'Treasuries' is explained in detail and with examples in the Retirement edition of the Herold Financial Dictionary, which you can get from Amazon in Ebook or Paperback edition.
Treasuries refer to United States Treasury Securities. These Treasuries are United States government debt that is actually issued and sold by the Department of the Treasury via the Bureau of Public Debt. The U.S. government uses its Treasury securities to finance the enormous and rising debt of the Federal government. In common and investor vernacular, these treasury securities are commonly simply called Treasuries.

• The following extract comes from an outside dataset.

PR #260, opened 2019-12-16
Refactor hover and go-to-definition searching

jacg:
The process of searching for definitions is similar to the process of searching
for hover information. In the original code (much of which was written out twice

Four different kinds of treasury securities exist. These are Treasury notes, Treasury bills, Treasury bonds, and TIPS, or Treasury Inflation Protected Securities. Other types of treasury securities are not marketed. These are comprised of savings bonds, Government Account Series debt given to trust funds that the government manages, and SLGS, or State and Local Government Series. The former marketable Treasury securities prove to be extremely liquid and also are traded significantly on the secondary market. The latter mentioned non marketable Treasury securities are only sold to subscribers. They may not be transferred back and forth via market sales.
The vast majority of U.S. Treasuries are actually held by other countries. As of January 2010, the top five largest holders of American Treasuries turn out to be China with $889 billion, Japan with $765.4 billion, the combined oil exporting nations with $218.4 billion, the United Kingdom with $206 billion, and Brazil with $169.1 billion. China and Japan combined hold an enormous $1.6 trillion worth of U.S. Treasuries.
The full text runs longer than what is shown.